The only problem is: French people don’t feel too normal to me anymore. Here I said it. French people feel grotesque! They are ambulatory clichés. The girl in the flowing dress on the bicycle with the baguette in a basket. The woman shopping at the market with the ‘tailleur’ and the strand of pearls. The man with moustache like this is still 1930. The waiter who woke up on the wrong side of the bed and to whom I must apologize for being there. This is all so weird. Am I really like these people? I suddenly see myself as a living-breathing caricature of Frenchness.

Days later I am back in L.A. the very city I glibly put down in so many blog posts, and I take a big breath of relief. Why do I feel so incredibly light suddenly? My eyes literally caress my small possessions, my paintings, my comfy bed, even that horrid couch that should be burned. Outside the house, I want to kiss people for the directness with which they communicate. I love the absence of mind games. I love the low level of drama, the lack of judgment, the sense that people are basically benevolent. I love the fact that waiters keep their moods to themselves. I love the smog and I love wearing flip-flops. It’s so good to be home.

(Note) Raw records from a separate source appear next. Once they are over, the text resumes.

PR #647, opened 2023-05-13
Event generation using test_mpc and IPA integration test + migrate to HTTP2

akoshelev:
There are there major changes that this PR brings:

* Implement event generator as `Iterator<TestRawDataRecord>`. for millions of events that is more efficient than the existing approach. It takes about 3 seconds to generate 1 million events (excluding IO)
* Add new `gen-ipa-inputs` command
* IPA integration test that uses `gen-ipa-inputs` to generate inputs and run semi-honest IPA.

--edit
Unintended change, but IPA integration tests were failing (see #650) on HTTP 1.1, so I had to include changing clients to use HTTP2


tests/helper_networks.rs
```diff
@@ -140,3 +213,13 @@ fn http_network() {
...
 }
+
+#[test]
+fn http_semi_honest_ipa() {
+    test_ipa(&[3003, 3004, 3005], IpaSecurityModel::SemiHonest, false);
+}
+
+#[test]
+fn https_semi_honest_ipa() {
+    test_ipa(&[4433, 4434, 4435], IpaSecurityModel::SemiHonest, true);
```
akoshelev, line 224: this is a bit annoying - I know that there is no guaranteed way to pick an available port (at least on MacOS, on Linux it works pretty reliable with SO_REUSEPORT and rust appears to be using [it](https://github.com/rust-lang-nursery/rust-cookbook/issues/500)), but even best-effort approach with TcpListener should work here. Right now it is not possible to test this in parallel

andyleiserson: I thought about this when I wrote the test... a possible strategy I came up with is to create `TcpListeners` in the test, pass them to the helper processes as /dev/stdin, and add an option to the helper that does `TcpListener::from_raw_fd` rather than bind a socket. I didn't do this at the time because it seemed like a fair amount of work, and it seemed useful to have at least one test that exercises the standard flow for binding the socket on startup. But if we're adding more tests that follow this framework, it becomes more important to do this work. I'll see if I can get this done next week.

akoshelev:
integration tests hanging is not good: https://github.com/private-attribution/ipa/actions/runs/4964162687/jobs/8884058950?pr=647, opening an issue for that

src/bin/test_mpc.rs
```diff
@@ -77,7 +89,29 @@ enum TestAction {
     /// Execute end-to-end multiplication.
     Multiply,
     /// Execute IPA in semi-honest majority setting
-    SemiHonestIPA,
+    SemiHonestIpa(IpaQueryConfig),
+    /// Generate inputs for IPA
+    GenIpaInputs {
+        /// Number of records to generate
+        #[clap(long, short = 'c')]
```
martinthomson, line 96: the oneshot test uses -n (for number of records)

src/cli/csv.rs
```diff
@@ -0,0 +1,22 @@
+use std::{io, io::Write};
+
+pub trait CsvSerializer {
```
martinthomson, line 3: Do we name this simply `Serializer` (and then re-export as `CsvSerializer`?

src/test_fixture/event_gen.rs
```diff
@@ -0,0 +1,299 @@
...
+/// and maximum number of events per user. See [`Config`] for more details
+///
+/// [`Config`]: Config
+pub struct EventGenerator<R: Rng> {
+    config: Config,
+    rng: R,
+    users: Vec<UserStats>,
+    // even bit vector takes too long to initialize for MAX_USER_ID. Need a sparse structure
+    // here
+    used: HashSet<UserId>,
```
martinthomson, line 108: Do we even need to track this?  I mean, the problem here is that we're essentially stateless, but you could create user IDs in monotonically increasing sequence.  A PRP would allow you to have the identifiers that you use appear to be randomly distributed in the target range...

src/test_fixture/event_gen.rs
```diff
@@ -0,0 +1,299 @@
...
+                ..Config::default()
+            },
+        );
+
+        assert!(gen.next().is_some());
+        assert!(gen.next().is_some());
+        assert!(gen.next().is_none());
+    }
+
+    mod proptests {
```
martinthomson, line 241: I would test that timestamps are monotonic as well.

src/test_fixture/event_gen.rs
```diff
@@ -0,0 +1,299 @@
...
+            }
+        })
+    }
+}
+
+impl<R: Rng> Iterator for EventGenerator<R> {
+    type Item = TestRawDataRecord;
+
+    fn next(&mut self) -> Option<Self::Item> {
+        const USERS_IN_FLIGHT: usize = 10;
```
martinthomson, line 188: This seems a little small for larger event counts.  It's arbitrary, but I'd have said that you would expect hundreds of people for a million records.  (It's no extra work for IPA, but I'm not sure how much we care about fidelity.)

martinthomson (approved):
@akoshelev and @andyleiserson should work out who gets to merge and who get to rebase :)

akoshelev:
> @akoshelev and @andyleiserson should work out who gets to merge and who get to rebase :)

@andyleiserson lets merge your changes first

richajaindce:
> > @akoshelev and @andyleiserson should work out who gets to merge and who get to rebase :)
> 
> @andyleiserson lets merge your changes first

There are 2 PRs which would need to be rebased based on what gets landed first (#654 also) :P 
How about, we land this since it is already approved?

andyleiserson:
> How about, we land this since it is already approved?

That's fine with me.

akoshelev:
I am on vacation until Tuesday PT time, so I'll merge it to unblock you folks. Sorry @andyleiserson for the rebase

And immediately, I begin missing France again.
************

Corine does not have a last name. Not yet. Not until she feels that her writing is fit to attach a last name to. She writes all day in the hope of her novels being published one day. In the meantime she grudgingly attends to the well being of her family and pets. You can read more on the blog Hidden in France, which is about color, Bohemia, de
sign, writing, neurosis, and of course all things French. Because she was traveling she has not read what the illustrious other bloggers have written here about Home but has already purchased the bottle of Bourgogne with which she plans to drown her insecurity after reading them.

Okay but seriously

Born and raised in Paris

Studied at the Sorbonne

Worked in advertising

Married an American and moved to California

Two boys age 10 and 17, One husband, one cat, one dog, two birds, 8 goldfish

Three novels, two screenplays, countless articles, very little money but living the dream.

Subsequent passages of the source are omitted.